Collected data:

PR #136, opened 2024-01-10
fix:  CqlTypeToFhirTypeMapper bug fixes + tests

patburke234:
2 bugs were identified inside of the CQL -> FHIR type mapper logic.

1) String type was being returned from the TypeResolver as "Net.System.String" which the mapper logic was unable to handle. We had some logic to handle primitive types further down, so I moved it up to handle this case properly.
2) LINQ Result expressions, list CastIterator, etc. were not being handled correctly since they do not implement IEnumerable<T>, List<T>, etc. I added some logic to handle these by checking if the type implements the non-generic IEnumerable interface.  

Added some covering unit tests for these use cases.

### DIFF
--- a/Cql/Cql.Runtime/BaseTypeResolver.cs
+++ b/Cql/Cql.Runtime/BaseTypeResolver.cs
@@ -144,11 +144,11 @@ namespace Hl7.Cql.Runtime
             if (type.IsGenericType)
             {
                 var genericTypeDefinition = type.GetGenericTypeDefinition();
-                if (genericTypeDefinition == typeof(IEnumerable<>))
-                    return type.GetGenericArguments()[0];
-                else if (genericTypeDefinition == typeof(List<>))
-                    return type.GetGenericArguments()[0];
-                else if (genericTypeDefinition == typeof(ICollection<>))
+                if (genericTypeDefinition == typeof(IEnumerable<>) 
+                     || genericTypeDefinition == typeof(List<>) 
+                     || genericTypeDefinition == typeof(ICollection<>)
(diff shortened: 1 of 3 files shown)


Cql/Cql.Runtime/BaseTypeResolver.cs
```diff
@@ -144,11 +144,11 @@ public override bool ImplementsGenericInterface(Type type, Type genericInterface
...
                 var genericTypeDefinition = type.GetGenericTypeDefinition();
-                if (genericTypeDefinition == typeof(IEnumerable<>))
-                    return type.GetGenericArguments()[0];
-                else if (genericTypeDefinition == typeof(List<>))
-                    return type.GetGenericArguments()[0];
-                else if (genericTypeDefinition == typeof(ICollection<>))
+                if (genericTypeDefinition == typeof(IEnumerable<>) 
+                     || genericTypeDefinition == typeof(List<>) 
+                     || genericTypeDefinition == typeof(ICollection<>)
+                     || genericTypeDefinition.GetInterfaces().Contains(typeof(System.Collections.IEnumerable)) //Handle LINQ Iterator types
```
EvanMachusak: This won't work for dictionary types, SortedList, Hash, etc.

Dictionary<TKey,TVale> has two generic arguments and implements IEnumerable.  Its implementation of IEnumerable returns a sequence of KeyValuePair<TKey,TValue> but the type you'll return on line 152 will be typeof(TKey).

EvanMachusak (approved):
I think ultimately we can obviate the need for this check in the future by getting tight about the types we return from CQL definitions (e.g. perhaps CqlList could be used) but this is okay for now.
--
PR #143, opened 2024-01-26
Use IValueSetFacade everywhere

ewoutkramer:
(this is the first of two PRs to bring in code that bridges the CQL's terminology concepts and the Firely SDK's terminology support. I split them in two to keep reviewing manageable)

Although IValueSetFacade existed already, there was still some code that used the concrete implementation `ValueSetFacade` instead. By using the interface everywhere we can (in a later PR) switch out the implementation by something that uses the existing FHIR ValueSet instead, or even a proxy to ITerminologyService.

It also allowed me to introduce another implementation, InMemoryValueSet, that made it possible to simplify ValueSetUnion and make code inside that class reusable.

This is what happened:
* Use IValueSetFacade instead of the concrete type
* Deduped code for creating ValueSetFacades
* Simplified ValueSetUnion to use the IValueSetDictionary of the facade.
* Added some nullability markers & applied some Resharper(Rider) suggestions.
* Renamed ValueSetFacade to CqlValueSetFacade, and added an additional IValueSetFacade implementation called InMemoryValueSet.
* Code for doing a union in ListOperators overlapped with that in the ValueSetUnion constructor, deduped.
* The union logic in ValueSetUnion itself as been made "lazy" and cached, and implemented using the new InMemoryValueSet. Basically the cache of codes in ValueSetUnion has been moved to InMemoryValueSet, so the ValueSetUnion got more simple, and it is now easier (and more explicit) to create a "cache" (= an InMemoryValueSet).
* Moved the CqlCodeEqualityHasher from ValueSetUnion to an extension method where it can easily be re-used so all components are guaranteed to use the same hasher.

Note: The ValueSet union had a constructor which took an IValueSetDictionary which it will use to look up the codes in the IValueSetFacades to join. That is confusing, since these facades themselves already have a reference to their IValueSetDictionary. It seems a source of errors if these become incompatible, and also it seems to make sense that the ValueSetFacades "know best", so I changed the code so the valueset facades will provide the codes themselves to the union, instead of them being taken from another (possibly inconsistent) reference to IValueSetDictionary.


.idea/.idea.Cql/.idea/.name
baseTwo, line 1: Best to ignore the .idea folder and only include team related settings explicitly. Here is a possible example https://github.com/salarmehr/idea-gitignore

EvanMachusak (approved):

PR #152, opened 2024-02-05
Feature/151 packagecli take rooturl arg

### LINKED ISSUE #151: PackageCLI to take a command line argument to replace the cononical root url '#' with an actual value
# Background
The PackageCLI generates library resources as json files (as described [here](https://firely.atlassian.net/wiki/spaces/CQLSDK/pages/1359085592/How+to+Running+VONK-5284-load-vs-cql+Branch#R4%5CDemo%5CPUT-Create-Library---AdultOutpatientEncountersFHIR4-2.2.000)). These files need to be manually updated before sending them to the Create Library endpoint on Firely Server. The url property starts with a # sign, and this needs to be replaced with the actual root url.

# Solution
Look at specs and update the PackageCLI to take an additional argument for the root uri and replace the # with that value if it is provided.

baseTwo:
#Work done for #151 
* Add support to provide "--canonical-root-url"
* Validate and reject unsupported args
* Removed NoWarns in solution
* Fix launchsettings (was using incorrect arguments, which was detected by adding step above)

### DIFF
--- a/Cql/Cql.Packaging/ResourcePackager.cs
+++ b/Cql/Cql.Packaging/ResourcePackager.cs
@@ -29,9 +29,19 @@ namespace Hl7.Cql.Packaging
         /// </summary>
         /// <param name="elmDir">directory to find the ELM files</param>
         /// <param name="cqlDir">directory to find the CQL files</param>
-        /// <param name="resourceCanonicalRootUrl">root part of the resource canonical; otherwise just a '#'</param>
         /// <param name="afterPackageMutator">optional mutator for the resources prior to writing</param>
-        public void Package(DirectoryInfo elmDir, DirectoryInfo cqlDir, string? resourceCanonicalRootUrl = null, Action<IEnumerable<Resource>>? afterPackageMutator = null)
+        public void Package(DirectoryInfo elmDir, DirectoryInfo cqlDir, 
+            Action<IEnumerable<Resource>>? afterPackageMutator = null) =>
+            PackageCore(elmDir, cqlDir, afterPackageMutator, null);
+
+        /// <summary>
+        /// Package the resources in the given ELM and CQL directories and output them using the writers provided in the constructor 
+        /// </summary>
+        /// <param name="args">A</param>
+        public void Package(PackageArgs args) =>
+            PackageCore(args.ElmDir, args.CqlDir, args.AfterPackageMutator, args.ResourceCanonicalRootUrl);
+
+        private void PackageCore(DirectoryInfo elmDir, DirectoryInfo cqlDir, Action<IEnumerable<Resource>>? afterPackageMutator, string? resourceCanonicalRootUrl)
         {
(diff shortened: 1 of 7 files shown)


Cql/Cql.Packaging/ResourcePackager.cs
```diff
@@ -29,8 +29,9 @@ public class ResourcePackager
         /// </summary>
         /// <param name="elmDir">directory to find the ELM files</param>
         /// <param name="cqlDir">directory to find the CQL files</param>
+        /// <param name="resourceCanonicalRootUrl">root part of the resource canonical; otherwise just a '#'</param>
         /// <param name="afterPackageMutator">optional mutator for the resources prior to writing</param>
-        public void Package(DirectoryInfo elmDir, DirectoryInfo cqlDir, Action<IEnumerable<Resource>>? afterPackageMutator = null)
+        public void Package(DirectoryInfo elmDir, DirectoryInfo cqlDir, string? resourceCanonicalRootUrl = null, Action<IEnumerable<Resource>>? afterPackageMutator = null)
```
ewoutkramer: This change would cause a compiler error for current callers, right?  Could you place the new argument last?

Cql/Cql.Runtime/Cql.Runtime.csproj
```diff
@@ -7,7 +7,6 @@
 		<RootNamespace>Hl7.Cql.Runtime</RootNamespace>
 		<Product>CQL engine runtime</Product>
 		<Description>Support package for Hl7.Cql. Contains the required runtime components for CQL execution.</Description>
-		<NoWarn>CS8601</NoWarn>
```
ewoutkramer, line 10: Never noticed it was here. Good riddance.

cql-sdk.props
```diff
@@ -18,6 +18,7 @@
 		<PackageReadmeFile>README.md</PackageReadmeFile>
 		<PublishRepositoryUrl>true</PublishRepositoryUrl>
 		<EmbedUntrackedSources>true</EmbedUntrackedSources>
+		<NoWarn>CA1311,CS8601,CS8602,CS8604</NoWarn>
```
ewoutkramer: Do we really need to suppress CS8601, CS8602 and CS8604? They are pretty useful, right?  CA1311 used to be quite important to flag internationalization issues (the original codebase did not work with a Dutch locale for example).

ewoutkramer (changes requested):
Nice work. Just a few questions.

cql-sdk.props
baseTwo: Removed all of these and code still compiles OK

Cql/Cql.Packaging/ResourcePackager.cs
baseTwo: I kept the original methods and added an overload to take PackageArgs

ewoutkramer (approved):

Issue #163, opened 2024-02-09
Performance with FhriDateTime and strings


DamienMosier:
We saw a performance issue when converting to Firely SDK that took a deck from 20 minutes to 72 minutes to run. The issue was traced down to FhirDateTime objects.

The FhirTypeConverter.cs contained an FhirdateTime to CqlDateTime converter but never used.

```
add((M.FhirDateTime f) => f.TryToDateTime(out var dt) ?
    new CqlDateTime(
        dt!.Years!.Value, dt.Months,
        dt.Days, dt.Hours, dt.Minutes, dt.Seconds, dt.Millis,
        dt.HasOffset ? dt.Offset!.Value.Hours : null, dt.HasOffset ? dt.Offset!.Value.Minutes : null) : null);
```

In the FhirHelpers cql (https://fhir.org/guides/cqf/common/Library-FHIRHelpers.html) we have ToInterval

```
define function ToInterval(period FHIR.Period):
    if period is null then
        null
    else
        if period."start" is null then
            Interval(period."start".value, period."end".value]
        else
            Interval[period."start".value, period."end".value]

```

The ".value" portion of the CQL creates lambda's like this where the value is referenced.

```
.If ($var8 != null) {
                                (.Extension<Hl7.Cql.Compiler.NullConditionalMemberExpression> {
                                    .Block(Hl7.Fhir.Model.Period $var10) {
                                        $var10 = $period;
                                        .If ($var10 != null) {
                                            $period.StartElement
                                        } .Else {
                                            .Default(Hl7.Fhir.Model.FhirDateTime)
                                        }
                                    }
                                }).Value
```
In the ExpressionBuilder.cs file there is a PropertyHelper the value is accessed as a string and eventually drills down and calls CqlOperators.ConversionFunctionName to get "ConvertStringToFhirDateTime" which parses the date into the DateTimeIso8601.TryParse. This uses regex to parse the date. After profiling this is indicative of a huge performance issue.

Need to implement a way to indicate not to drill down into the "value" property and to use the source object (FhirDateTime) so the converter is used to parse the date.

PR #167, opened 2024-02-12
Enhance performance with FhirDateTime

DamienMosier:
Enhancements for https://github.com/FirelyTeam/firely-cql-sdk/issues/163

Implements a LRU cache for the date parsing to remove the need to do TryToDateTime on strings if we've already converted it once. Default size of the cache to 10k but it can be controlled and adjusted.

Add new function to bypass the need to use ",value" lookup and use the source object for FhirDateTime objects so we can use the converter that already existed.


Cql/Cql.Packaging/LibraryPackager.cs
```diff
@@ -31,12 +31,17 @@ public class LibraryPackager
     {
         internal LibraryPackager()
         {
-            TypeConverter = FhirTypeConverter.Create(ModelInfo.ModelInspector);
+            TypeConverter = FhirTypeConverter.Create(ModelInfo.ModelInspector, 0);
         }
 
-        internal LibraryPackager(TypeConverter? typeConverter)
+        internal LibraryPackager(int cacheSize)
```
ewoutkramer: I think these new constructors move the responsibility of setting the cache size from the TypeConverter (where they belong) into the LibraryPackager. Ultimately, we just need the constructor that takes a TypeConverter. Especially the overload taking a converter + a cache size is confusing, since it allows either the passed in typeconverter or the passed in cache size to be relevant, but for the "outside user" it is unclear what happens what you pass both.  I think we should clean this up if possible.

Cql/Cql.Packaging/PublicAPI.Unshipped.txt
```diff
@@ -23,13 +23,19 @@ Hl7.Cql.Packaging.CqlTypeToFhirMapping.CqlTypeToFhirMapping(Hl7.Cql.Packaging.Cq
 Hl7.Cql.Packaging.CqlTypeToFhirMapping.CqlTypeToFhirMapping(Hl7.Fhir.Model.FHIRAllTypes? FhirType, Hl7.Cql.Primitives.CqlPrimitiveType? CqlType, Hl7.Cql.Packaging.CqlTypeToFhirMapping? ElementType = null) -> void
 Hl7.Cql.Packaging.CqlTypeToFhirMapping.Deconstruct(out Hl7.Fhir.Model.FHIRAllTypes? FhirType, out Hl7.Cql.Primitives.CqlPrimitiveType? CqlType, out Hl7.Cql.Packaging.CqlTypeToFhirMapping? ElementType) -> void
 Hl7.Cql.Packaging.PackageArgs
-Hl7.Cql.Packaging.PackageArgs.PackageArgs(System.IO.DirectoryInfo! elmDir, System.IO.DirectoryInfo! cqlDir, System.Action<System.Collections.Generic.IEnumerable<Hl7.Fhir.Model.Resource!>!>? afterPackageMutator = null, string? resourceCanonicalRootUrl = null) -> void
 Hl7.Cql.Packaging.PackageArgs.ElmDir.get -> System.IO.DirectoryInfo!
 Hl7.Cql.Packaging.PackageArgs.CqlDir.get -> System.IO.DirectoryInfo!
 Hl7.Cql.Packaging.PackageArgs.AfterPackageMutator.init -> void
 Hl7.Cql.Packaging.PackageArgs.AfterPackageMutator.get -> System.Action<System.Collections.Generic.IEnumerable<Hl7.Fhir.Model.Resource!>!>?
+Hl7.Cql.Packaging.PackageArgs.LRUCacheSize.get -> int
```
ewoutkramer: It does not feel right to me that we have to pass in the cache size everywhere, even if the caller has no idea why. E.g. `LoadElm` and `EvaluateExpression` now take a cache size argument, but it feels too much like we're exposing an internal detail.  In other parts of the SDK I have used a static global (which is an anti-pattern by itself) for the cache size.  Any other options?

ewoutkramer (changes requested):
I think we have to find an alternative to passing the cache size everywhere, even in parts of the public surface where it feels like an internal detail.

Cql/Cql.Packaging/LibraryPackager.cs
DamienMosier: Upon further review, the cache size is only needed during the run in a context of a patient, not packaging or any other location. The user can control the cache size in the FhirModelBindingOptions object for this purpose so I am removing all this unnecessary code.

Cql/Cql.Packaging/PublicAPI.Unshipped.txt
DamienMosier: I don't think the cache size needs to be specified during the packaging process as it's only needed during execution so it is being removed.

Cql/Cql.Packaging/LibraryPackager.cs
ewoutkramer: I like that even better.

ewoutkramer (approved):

**Exercise aim:**
Your answer should be the lines above from the one containing "### LINKED ISSUE" through the one containing "# Background", copied exactly and with both ends kept.

**Finished exercise:**
### LINKED ISSUE #151: PackageCLI to take a command line argument to replace the cononical root url '#' with an actual value
# Background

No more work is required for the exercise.